Шрифт:
Интервал:
Закладка:
– Это невозможно.
– Дело возобновлено, нам необходимы ее показания.
– Это невозможно, она приняла постриг, она... ушла из этого мира в монастырь, вы не вправе тревожить ее.
– Простите, но вы сами юрист, и мне удивительно слышать от вас...
– Мне наплевать на то, что вам удивительно! Моя бывшая жена в монастыре, она пошла на этот шаг, потому что горе ее, горе матери, потерявшей дочь, безмерно. Она не желает, чтобы ее беспокоили!
– Ладно, я поняла, – Лиля Белоручка вроде как сдалась. – Ответьте мне, пожалуйста, на последний вопрос: Лариса была очень красива, у нее имелись поклонники, молодые люди?
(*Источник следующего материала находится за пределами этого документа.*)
PR #3344, opened 2023-01-17
Make checkCoverage checking against provided pairs

IvanPavlov1995:
Issue: if there was no classification at all, it is not checked against the expectations.
This is caused by the fact that iteration is performed over `context.classifications()` which doesn't have an entry if there was no classification at all for some label.

Proposed solution: 
Iterate over `pairs` and check classification from `context.classifications()`. It should be safe to do that, because previous solution ignores all keys not included into `pairs` due to calculation algorithm. `actual` is non-negative and `required` is zero, so `actual < required` is always `false` for such cases


sksamuel (approved):

sksamuel:
Nice!

PR #3348, opened 2023-01-19
Support {  } lambdas as lazy clues

### LINKED ISSUE #3342: withClue({ "lazy message" }) { ... } logs "() -> kotlin.String"

```kotlin
withClue({ "lazy message" }) {
    2 shouldBe 3
}
```

fails with `() -> kotlin.String`, and `lazy message` is never printed:

```
() -> kotlin.String
expected:<3> but was:<2>
Expected :3
Actual   :2
<Click to see difference>
```

The reason is that the compiler calls `withClue(Any, ...)` function, so `() -> String` is printed.

I would say in most of the cases, lazy clue is needed so it is computed only in case of failure, and the current API makes is hard to use.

– Она всегда знала, как себя вести с ними. Она слишком хорошо была воспитана.
– А у нее был жених?
– Нет, насколько я знаю.
– А на похоронах...
– Что вы меня об этом спрашиваете? Пять лет назад ваши люди из милиции проводили на кладбище скрытую видеосъемку, это всегда так делается, я знаю, я же в одной с вами системе работаю. Что вы меня спрашиваете? И что вы, интересно, хотели узнать на кладбище? Лучше бы занимались своими прямыми обязанностями – искали убийцу и тех подонков, что устроили на днях там, на могилах, настоящую сатанинскую оргию, надругавшись над памятью похороненных... сломав, изуродовав надгробья, осквернив последнее, что нам дорого!
– Нет, ты видела его реакцию? – шепнула Лиля Белоручка Кате, когда садились в машину. – Он был взбешен. Нет, что-то тут не так. Он был взбешен, когда я начала спрашивать. Взбешен тем, что дело возобновлено. Заметила, как он покраснел? Тут что-то не так...
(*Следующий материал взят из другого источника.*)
PR #3352, opened 2023-01-19
Skip quoting top-level strings to make outputs copy-paste friendly

### LINKED ISSUE #3346: idea: avoid quoting strings to make outputs copy-paste friendly
## Current behaviour

```kotlin
"hello\nline2" shouldBe "world\nline3"
```

fails with

```
expected:<"world
line3"> but was:<"hello
line2">
<Click to see difference>

io.kotest.assertions.AssertionFailedError: expected:<"world
line3"> but was:<"hello
line2">
```

kotest adds excessive quotes to assertion output

Then, when I click "to see difference", the diff UI includes quotes around the strings.
That makes copy-pasting "actual" output harder, as I need to explicitly remove the quotes.

## Expected behaviour

If I use JUnit5 Assertions, then the quotes are not there, and I can select full contents and copy it:

junit5 shows nice assertion UI

vlsi:
This makes "expected: hello got: world" easier to see in "show diff" in IDE

Fixes https://github.com/kotest/kotest/issues/3346


vlsi:
Another observation: the current `StringPrint.printed` might produce weird results when the source string contains quotes.

What do you think if quoting is completely removed?
An alternative option might be keep quoting, however, escape special characters (e.g. convert newline to `\n`, `"` to `\"`, `\` to `\\` and so on)

sksamuel:
> 

How would it look with quoting completely removed? Do you have an example output ?

vlsi:
```
io.kotest.assertions.AssertionFailedError: expected:<expected:<"Some name that is wrong"> but was:<"John Doe">> but was:<expected:<Some name that is wrong> but was:<John Doe>>

io.kotest.assertions.AssertionFailedError: expected:<expected:<"b"> but was:<"a">> but was:<expected:<b> but was:<a>>

io.kotest.assertions.AssertionFailedError: expected:<expected:<1> but was:<"1">> but was:<expected:<1> but was:<1>>

  io.kotest.assertions.AssertionFailedError: Throwable should have message:
  "a" should not equal "a"

  Actual was:
  a should not equal a
  expected:<"a" should not equal "a"> but was:<a should not equal a>

  io.kotest.assertions.AssertionFailedError: expected:<Values differed at keys a
  expected:<{
    "a" = "expected"
  }> but was:<{
    "a" = "actual"
  }>> but was:<Values differed at keys a
  expected:<{
    a = expected
  }> but was:<{
    a = actual
  }>>

  io.kotest.assertions.AssertionFailedError: expected:<Values differed at keys 1
  expected:<{
    "1" = [("2", [("3", "bar")])]
  }> but was:<{
    "1" = [("2", [("3", [("4", ["foo"])])])]
  }>> but was:<Values differed at keys 1
  expected:<{
    1 = [(2, [(3, bar)])]
  }> but was:<{
    1 = [(2, [(3, [(4, [foo])])])]
  }>>

  io.kotest.assertions.AssertionFailedError: expected:<Ship(
    class         =  "Queen Elizabeth"
    displacement  =  65000L
    leadShip      =  true
    name          =  "HMS Queen Elizabeth"
    pennant       =  "R08"
  )> but was:<Ship(
    class         =  Queen Elizabeth
    displacement  =  65000L
    leadShip      =  true
    name          =  HMS Queen Elizabeth
    pennant       =  R08
  )>
```

Frankly speaking, I think non-quoted strings look good.

sksamuel:
The original intent I think was to make it clear when 1 is a int vs a string, the "1" makes it clear.
It's also easier to copy n paste when it has the "" around it ?

vlsi:
> The original intent I think was to make it clear when 1 is a int vs a string, the "1" makes it clear.

It works only in case when comparing String with Int.
Quoting does not work when comparing String with StringBuilder, and it does not help when comparing Int with BigInteger.

>It's also easier to copy n paste when it has the "" around it ?

It does not.
You put quotes, and you ignore to escape the contents. That produces ambiguous output, and it is never useful.

Consider the following:

```kotlin
      """
      hello
      world
      "foo" "ba\r"
      """.trimIndent() shouldBe "tes\\t"
```

```
expected:<"tes\t"> but was:<"hello
world
"foo" "bar"">
```

The quotes around do not help since they miss escaping the contents.
On top of that, if you copy `"tes\t"`, then you would get a different string since `\t` would be interpreted as a tab character.

See `quotes` in https://truth.dev/comparison.html#failure-messages

sksamuel:
Ok I think in your example, the quotes don't help yeah.

In this example though, if you wanted to copy the data class completely, it's better with the quotes?

```kotlin
  io.kotest.assertions.AssertionFailedError: expected:<Ship(
    class         =  "Queen Elizabeth"
    displacement  =  65000L
    leadShip      =  true
    name          =  "HMS Queen Elizabeth"
    pennant       =  "R08"
  )> but was:<Ship(
    class         =  Queen Elizabeth
    displacement  =  65000L
    leadShip      =  true
    name          =  HMS Queen Elizabeth
    pennant       =  R08
  )>
```

Could we get the best of both worlds ?

Kantis:
I'll close this until we agree on how it should work. Once we have a ready proposal we can revisit this PR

– Судья Белоусов, по-твоему, сам похож на маньяка? – спросила Катя.
И не получила ответа.
Звонок из московского уголовного розыска застал Марину Тумак на работе в медицинском центре «Асклепий». Она принимала больных, а тут вдруг: «Не могли бы вы срочно подъехать на Петровку, 38 в связи с возобновлением дела по убийству вашей подруги Ларисы Белоусовой? Через час сможете? Пропуск вам уже заказан на проходной».
Приятный женский голос, звонившая представилась – капитан милиции... Марина Тумак не запомнила ни фамилии, ни имени.
Это было неважно.
Важно было другое.
Дело возобновили.
А пять лет назад, когда не было никаких результатов и дело вообще сдали в архив, она испытывала только отчаяние и боль.
Боль потери...
Разочарование во всем.
Страх.
Ей не терпелось узнать – сейчас, прямо сейчас... и она бросила прием, больных и спустилась в метро. Потом поднялась по эскалатору на станции «Чеховская», и почти бегом... ее ждали там, в милиции, через час, они возобновили дело, а ей не терпелось узнать...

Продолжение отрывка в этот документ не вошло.